ESSENTIAL UTILITIES, INC. AND SUBSIDIARIES Management’s Discussion and Analysis of Financial Condition and Results of Operations (continued) (In thousands of dollars, except per share amounts)
Our regulated water and gas business is capital intensive and requires a significant level of capital spending. Our consolidated balance sheet historically has had a negative working capital position, whereby routinely our current liabilities exceed our current assets. Management believes that internally-generated funds along with existing credit facilities and the proceeds from the issuance of commercial paper, other long-term debt and common equity will be adequate to provide sufficient working capital to maintain normal operations and to meet our financing requirements for at least the next twelve months. Our loan and debt agreements require us to comply with certain financial covenants, which among other things, subject to specific exceptions, limit the Company’s ratio of consolidated total indebtedness to consolidated total capitalization, and require a minimum level of earnings coverage over interest expense. During 2025, we were in compliance with our debt covenants under our credit facilities. Failure to comply with our debt covenants could result in an event of default, which could result in us being required to repay or refinance our borrowings before their due date, possibly limiting our future borrowings, and increasing our borrowing costs. In March 2024, the Company filed a new universal shelf registration with the Securities and Exchange Commission (SEC) to allow for the potential future offer and sale by the Company, from time to time, in one or more public offerings, of an indeterminate amount of our common stock, preferred stock, debt securities, and other securities specified therein at indeterminate prices. This registration statement is effective for three years and replaces a similar filing that expired in the second quarter of 2024. During the past three years, we issued common stock and long-term debt in offerings under this shelf registration statement. Refer to Note 12 – Long-term Debt and Loans Payable and Note 14 – Stockholders’ Equity in this Annual Report for further information regarding these financings. In addition, we have an acquisition shelf registration statement, which was filed with the SEC on February 27, 2015, to permit the offering from time to time of an aggregate of $500,000 of our common stock and shares of preferred stock in connection with acquisitions. The balance remaining available for use under the acquisition shelf registration as of December 31, 2025 is $487,155.

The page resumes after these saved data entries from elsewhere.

PR #2850, opened 2018-03-02
VOICE-217 Prevent spurious device delete & recreate

surfous:
If LIFX API doesn’t return a 200 response when querying devices in a location, we returned an empty list which led us to delete all devices. Those that were part of a SmartApp could not be removed, and did not churn as such.

Now we:
* return null if not a 200 response - causes SA to error out instead of deleting devices
* do not force delete devices when using Cirrus - this would have exacerbated the problem

As this is being fast-tracked, changes are intentionally minimal.

### DIFF
--- a/smartapps/smartthings/lifx-connect.src/lifx-connect.groovy
+++ b/smartapps/smartthings/lifx-connect.src/lifx-connect.groovy
@@ -54,37 +54,37 @@ def getClientId()                { return appSettings.clientId }
 private getVendorName() { "LIFX" }
 
 def authPage() {
-	if (state.lifxAccessToken) {
-		def validateToken = locationOptions() ?: []
-	}
+    if (state.lifxAccessToken) {
+        def validateToken = locationOptions() ?: []
+    }
 
-	if (!state.lifxAccessToken) {
-		log.debug "no LIFX access token"
-		// This is the SmartThings access token
-		if (!state.accessToken) {
-			log.debug "no access token, create access token"
-			state.accessToken = createAccessToken() // predefined method
-		}
-		def description = "Tap to enter LIFX credentials"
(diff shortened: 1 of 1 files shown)


smartapps/smartthings/lifx-connect.src/lifx-connect.groovy
```diff
@@ -431,7 +431,7 @@ void updateDevicesFromResponse(devices) {
 
     children.findAll { !deviceIds.contains(it.deviceNetworkId) }.each {
         log.trace "deleting child device $it.label"
-        deleteChildDevice(it.deviceNetworkId, true)
+        deleteChildDevice(it.deviceNetworkId, false)
```
workingmonk: can you change it to `deleteChildDevice(it.deviceNetworkId)`
default is false.

smartapps/smartthings/lifx-connect.src/lifx-connect.groovy
```diff
@@ -377,7 +377,7 @@ def devicesList(selector = '') {
 			state.lifxAccessToken = null
 		} else {
 			log.debug("No response from device list call. ${resp.status} ${resp.data}")
-			return []
+			return null
```
workingmonk: instead of returning null and failing later with NPE, can we throw an exception here with the right message? I am worried that this might result in a few thousand NPE on the dashboard and might send us down another rabbit hole

surfous:
@workingmonk hokay, I've made the mods you've requested - I'm throwing a RuntimeException because unchecked seemed to fit the circumstance better, and no other standard exception looked like a good match. I'm hoping I'm allowed to throw this from the sandbox. 

Also, other changes are all whitespace. I saw the indents were mixed and I switched them to spaces.

PR #2853, opened 2018-03-02
Update the Inovelli 2 Channel Plug with changes from the Inovelli website

mjfakler:
The Inovelli 2 channel smart plug has `isComponent: true` which should be false. This is an update from the [Inovelli website](https://inovelli.com/smartthings-device-handlers/#NZW37Alt) for their device handler.

### DIFF
--- a/devicetypes/erocm123/inovelli-2-channel-smart-plug.src/inovelli-2-channel-smart-plug.groovy
+++ b/devicetypes/erocm123/inovelli-2-channel-smart-plug.src/inovelli-2-channel-smart-plug.groovy
@@ -222,7 +222,7 @@ def updated() {
 		}
 		state.oldLabel = device.label
 	}
-	sendEvent(name: "checkInterval", value: 2 * 15 * 60 + 2 * 60, displayed: false, data: [protocol: "zwave", hubHardwareId: device.hub.hardwareID, offlinePingable: "1"])
+	sendEvent(name: "checkInterval", value: 2 * 15 * 60 + 2 * 60, displayed: false, data: [protocol: "zwave", hubHardwareId: device.hub.hardwareID])
 	sendEvent(name: "needUpdate", value: device.currentValue("needUpdate"), displayed: false, isStateChange: true)
 }
 def zwaveEvent(physicalgraph.zwave.commands.configurationv2.ConfigurationReport cmd) {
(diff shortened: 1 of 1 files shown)


devicetypes/erocm123/inovelli-2-channel-smart-plug.src/inovelli-2-channel-smart-plug.groovy
```diff
@@ -222,7 +222,7 @@ def updated() {
 		}
 		state.oldLabel = device.label
 	}
-	sendEvent(name: "checkInterval", value: 2 * 15 * 60 + 2 * 60, displayed: false, data: [protocol: "zwave", hubHardwareId: device.hub.hardwareID, offlinePingable: "1"])
```
tpmanley, line 225: I don't think we want to remove `offlinePingable`. Without that it won't be able to automatically come back online if it happens to go offline.

devicetypes/erocm123/inovelli-2-channel-smart-plug.src/inovelli-2-channel-smart-plug.groovy
```diff
@@ -252,13 +252,19 @@ private channelNumber(String dni) {
...
+			addChildDevice("Switch Child Device", "${device.deviceNetworkId}-ep${i}", null, [completedSetup: true, label: "${device.displayName} (CH${i})",
+				isComponent: false, componentName: "ep$i", componentLabel: "Channel $i"
+			])
+		}
+	} catch (e) {
+		runIn(2, "sendAlert")
 	}
 }
-
+private sendAlert() {
```
tpmanley, line 265: Why is this needed? The `Switch Child Device` is published by us so I'm not sure if this error would ever be hit.

devicetypes/erocm123/inovelli-2-channel-smart-plug.src/inovelli-2-channel-smart-plug.groovy
```diff
@@ -252,13 +252,19 @@ private channelNumber(String dni) {
...
 private void createChildDevices() {
 	state.oldLabel = device.label
-	for (i in 1..2) {
-		addChildDevice("Switch Child Device", "${device.deviceNetworkId}-ep${i}", null, [completedSetup: true, label: "${device.displayName} (CH${i})",
-																						 isComponent: true, componentName: "ep$i", componentLabel: "Channel $i"
-		])
+	try {
+		for (i in 1..2) {
+			addChildDevice("Switch Child Device", "${device.deviceNetworkId}-ep${i}", null, [completedSetup: true, label: "${device.displayName} (CH${i})",
+				isComponent: false, componentName: "ep$i", componentLabel: "Channel $i"
```
bflorian, line 258: We don't want to do this. The motivation comes from wanting to be able to re-label the device, but not treating it as a component has other implications for One App and the API. There is this pull request that would allow components to be re-labeled: https://github.com/PhysicalGraph/data-management/pull/4770

bflorian (commented):
I'd rather push on getting the referenced DM change done that mark these child devices as not being components.

mjfakler:
Closing, there is a better solution not involving changing the DTH.

PR #2855, opened 2018-03-03
DVCSMP-3639 Fix ZLL RGBW Bulb Poll for Health Check

workingmonk:


devicetypes/smartthings/zll-dimmer-bulb.src/zll-dimmer-bulb.groovy
```diff
@@ -113,6 +112,8 @@ def poll() {
  * PING is used by Device-Watch in attempt to reach the Device
  * */
 def ping() {
+	unschedule()
```
tpmanley: `configureHealthCheck` will call `unschedule` so we don't want to also call it here. If we do and the health check was already configured then it would be left unscheduled.

devicetypes/smartthings/zll-rgb-bulb.src/zll-rgb-bulb.groovy
```diff
@@ -110,9 +109,23 @@ def configure() {
...
+	configureHealthCheck()
 	refreshAttributes()
 }
 
+def configureHealthCheck() {
+	Integer hcIntervalMinutes = 12
+	if (!hasConfiguredHealthCheck) {
+		log.debug "Configuring Health Check, Reporting"
+		unschedule("healthPoll")
+		runEvery5Minutes("healthPoll")
```
tpmanley, line 122: Need to add the `healthPoll` function to this and the other DTHs that don't have it yet

devicetypes/smartthings/zll-white-color-temperature-bulb-5000k.src/zll-white-color-temperature-bulb-5000k.groovy
```diff
@@ -117,7 +116,9 @@ def poll() {
 /**
  * PING is used by Device-Watch in attempt to reach the Device
  * */
-def ping() {
+ def ping() {
```
tpmanley, line 119: nit: extra space before `ping` here and in the next one

devicetypes/smartthings/zll-rgb-bulb.src/zll-rgb-bulb.groovy
```diff
@@ -110,9 +109,29 @@ def configure() {
...
 
 def ping() {
+	unschedule()
+	configureHealthCheck()
 	refreshAttributes()
 }
 
+def configureHealthCheck() {
+	Integer hcIntervalMinutes = 12
+	if (!hasConfiguredHealthCheck) {
```
tpmanley, line 119: Need to add this to the top of each file: https://github.com/SmartThingsCommunity/SmartThingsPublic/blob/master/devicetypes/smartthings/zll-white-color-temperature-bulb.src/zll-white-color-temperature-bulb.groovy#L14

devicetypes/smartthings/zll-dimmer-bulb.src/zll-dimmer-bulb.groovy
```diff
@@ -13,13 +13,12 @@
...
 import groovy.transform.Field
 
-@Field Boolean hasConfiguredHealthCheck = false             
+@Field Boolean hasConfiguredHealthCheck = false
 
 metadata {
 	definition(name: "ZLL Dimmer Bulb", namespace: "smartthings", author: "SmartThings", ocfDeviceType: "oic.d.light", runLocally: true, minHubCoreVersion: '000.021.00001', executeCommandsLocally: true) {
 		capability "Actuator"
 		capability "Configuration"
-		capability "Polling"
```
tpmanley, line 22: You should be able to remove the `poll` command from all these DTHs too. I'm checking on the details of how to remove the capability and ensure that `poll` stops being called.

gausnes:
I think it might be worth trying to fix the issues surrounding polling. This is the first time that polling issues have been brought to my attention at the least, not sure how widely known it is that this is a problem. This approach is going to cause considerably more pressure on ticker and doesn't scale as well. Also schedules can be a PITA to deal with from my experience.

Any additional thoughts @rappleg @Bijnagte?

PR #2862, opened 2018-03-06
ICP-3846 Ecobee Sensor's temperature is missing "units"

marstorp:
Adding unit to temperature event and changing invalid value "--" for
"unknown" to 0 as temperature is of type NUMBER.


rohandesai (approved):
👍

PR #2873, opened 2018-03-07
Add usage information for virtual device creator

varzac:
This adds some additional information to the preferences page for the
virtual device manager to explain what the different actions will do.


smartapps/smartthings/virtual-device-manager.src/virtual-device-manager.groovy
```diff
@@ -15,7 +15,7 @@
  */
 
 definition(
-    name: "Virtual Device Manager",
+    name: "Virtual Device Creator",
```
tpmanley, line 18: @workingmonk Is it possible to change the filename so that it matches the new name?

We will determine the form and terms of any further securities issued under the universal shelf registration statement and the acquisition shelf registration statement at the time of issuance.
We offer a Dividend Reinvestment and Direct Stock Purchase Plan (the Plan) that provides a convenient and economical way to purchase shares of the Company. Under the direct stock purchase portion of the Plan, shares are issued throughout the year. The dividend reinvestment portion of the Plan offers a five percent discount on the purchase of shares of common stock with reinvested dividends. As of the December 2025 dividend payment, holders of 3.5% of the common shares outstanding participated in the dividend reinvestment portion of the Plan. The shares issued under the Plan are either original issue shares or shares purchased by the Company’s transfer agent in the open-market. During the past three years, we have sold 1,280,212 original issue shares of common stock for net proceeds of $46,782 through the dividend reinvestment portion of the Plan, and we used the proceeds to invest in our operating subsidiaries, to repay short-term debt, and for general corporate purposes. In 2025, 2024, and 2023, we sold 416,037, 433,688, and 430,487 original issues shares of common stock for net proceeds of $15,301, $15,476, and $16,005, respectively, through the dividend reinvestment portion of the plan.